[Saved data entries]

PR #2282, opened 2022-10-10
Start the calculator activity first, when applicable

uniqueid001:
When applicable, start the calculator activity before showFirstLayout().

### DIFF
--- a/app/src/main/java/net/bible/android/view/activity/StartupActivity.kt
+++ b/app/src/main/java/net/bible/android/view/activity/StartupActivity.kt
@@ -227,6 +227,10 @@ open class StartupActivity : CustomTitlebarActivityBase() {
 
         initializeDatabase()
 
+        // For the 'discrete' variant, go directly to the calculator first,
+        // even when there are no Bible documents already installed.
+        gotoCalculator()
+
         if (swordDocumentFacade.bibles.isEmpty()) {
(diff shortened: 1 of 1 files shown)


app/src/main/java/net/bible/android/view/activity/StartupActivity.kt
```diff
@@ -227,6 +227,10 @@ open class StartupActivity : CustomTitlebarActivityBase() {
 
         initializeDatabase()
 
+        // For the 'discrete' variant, go directly to the calculator first,
+        // even when there are no Bible documents already installed.
+        gotoCalculator()
```
tuomas2, line 232: I don't think this is good because user need to have app set up correctly and also must manually enable calculator feature & set pin code to utilize it. 

What we could do is to let user switch on calculator feature already in startupactivity.

uniqueid001: I updated my comment, since it was not entirely accurate as-is.

This change doesn't affect the standard variants: when the "show_calculator" setting is false (or unset), then gotoCalculator() still returns without doing anything.  The difference is only when "show_calculator" is set to true, but there happens to be no bible documents.  
This is needed, along with #2286, for the discrete variant to be discrete every time it is run.

PR #2283, opened 2022-10-10
Centralize all of the tests of the BuildConfig's FLAVOR

uniqueid001:
Do not repeat the string operations to identify the build's flavor, and centralize all of the string operations in a single file.


tuomas2:
looks like a nice code improvement, merged! Thanks.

--- What is required ---
From the data above, copy every line where "main" appears.

--- Solved exercise ---
--- a/app/src/main/java/net/bible/android/view/activity/StartupActivity.kt
+++ b/app/src/main/java/net/bible/android/view/activity/StartupActivity.kt
app/src/main/java/net/bible/android/view/activity/StartupActivity.kt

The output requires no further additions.